Activity
Below are records; how many of their lines contain "blueprints"? Answer with only the number.

Stored items:
PR #2235, opened 2017-07-17
Use the upstream dind package to run docker

justincormack:
It is pretty close to our docker package, if we adjust the command
that is run to avoid the actual dind startup script. We can't use
the normal docker image as it does not have mkfs and so on.

cc @djs55 @MagnusS we don't really want to be maintaining Docker packaging in LinuxKit, so can you test this works for you in Docker for Mac (or you can maintain your own packages).

library_cat


blueprints/docker-for-mac/docker-17.06-ce.yml
```diff
@@ -3,7 +3,7 @@ services:
   # Bind mounts /var/run to allow vsudd to connect to docker.sock, /var/vpnkit
   # for vpnkit coordination and /var/config/docker for the configuration file.
   - name: docker-dfm
-    image: linuxkit/docker-ce:9b937df179bdbebbc70243779978057df0b54190
+    image: library/docker:17.06.0-ce-dind
```
riyazdf: nit: you can omit `library` here if you'd like

examples/docker.yml
```diff
@@ -30,7 +30,7 @@ services:
   - name: ntpd
     image: linuxkit/openntpd:19370f5d9bec84eb91073b7196b732f1301d9c90
   - name: docker
-    image: linuxkit/docker-ce:9b937df179bdbebbc70243779978057df0b54190
+    image: library/docker:17.06.0-ce-dind
```
riyazdf: same as above

justincormack:
Oops, missed some uses of docker, will update

justincormack:
@djs55 any chance you could test this with d4m?

djs55:
I can take a look later today hopefully.

djs55:
I did a little manual testing and it seems to work in D4M.

PR #2437, opened 2017-08-18
Bump to containerd v1.0.0 alpha5

ijc:


ijc:
I missed that init acually needs real code changes. Investigating.

ijc:
The IO to a log file stuff in https://github.com/linuxkit/linuxkit/blob/master/pkg/init/cmd/service/start.go#L105...L120 has changed a lot, trying to figure out if there is a good way to rework it or if I need to expose some new primitive from the containerd library.

ijc:
Minor rework of container IO handling added. I booted the toplevel `linuxkit.yml` and confirmed that `/var/log/rngd.log` contained the usual complaint about lack of an entropy source which I think validates it is basically ok.

ijc:
I think the linuxkit.packages.getty-containerd failure is a real containerd issue which was resolved post alpha5 by https://github.com/containerd/containerd/pull/1391 or https://github.com/containerd/containerd/pull/1396 (I've run the test manually with a containerd 8095244c26fa2daaef850be862e5b1b56d7cec66 outside of linuxkit to check). I guess our choices are to defer the update until alpha6, pull in containerd master or to mark that test as skip for now.

I'm going off on PTO for 1 week in ~30 minutes. I'll push a patch adding the skip for now in case you want to merge that, but I think it might be better to either bump to 8095244c26fa2daaef850be862e5b1b56d7cec66 or just wait for alpha6.

justincormack:
I guess alpha6 will probably be quite soon given this, so I think will wait.

ijc:
:+1: feel free to carry while I'm away, or else I will tackle it as soon as I am back.

justincormack:
Closing as still no alpha6, and needs a rebase.

PR #2438, opened 2017-08-18
Add Packet metadata and bonding support

### LINKED ISSUE #2379: blacklist drivers for packet
As discussed with  @TheOriginalAlex and `manny.packet` on the [packet.net community slack](https://packetcommunity.slack.com/archives/C4FEV702E/p1502139597080318) on the type 2 servers there are onboard ixgbe NICs which are not used and Mellanox cards which are used in a bonded config. When booting LinuxKit on on a Type 2 it seems that `mdev` will assign `eth0` to the non-connected, onboard  `ixgbe` NIC. One option is to blacklist the `ixgbe` driver.

Maybe the best option is to have a `packet-type-2` package in LinuxKit which can be added to the `init` section which adds the relevant rules.

justincormack:
This adds metadata support for Packet.net, with support for using the bonding information.

~~~I am going to test this a bit further as I seem to be getting some packet loss on Type 2 machines; it may be an issue with the setup, or it could be a different issue.~~~

cc @vielmetti 

fix #2379
see also #2064

![bonding](https://user-images.githubusercontent.com/482364/29476924-1234a160-845e-11e7-8930-23c189b86ec2.jpg)

### DIFF
--- a/blueprints/docker-for-mac/base.yml
+++ b/blueprints/docker-for-mac/base.yml
@@ -10,7 +10,7 @@ init:
 onboot:
   # support metadata for optional config in /var/config
   - name: metadata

Written response
3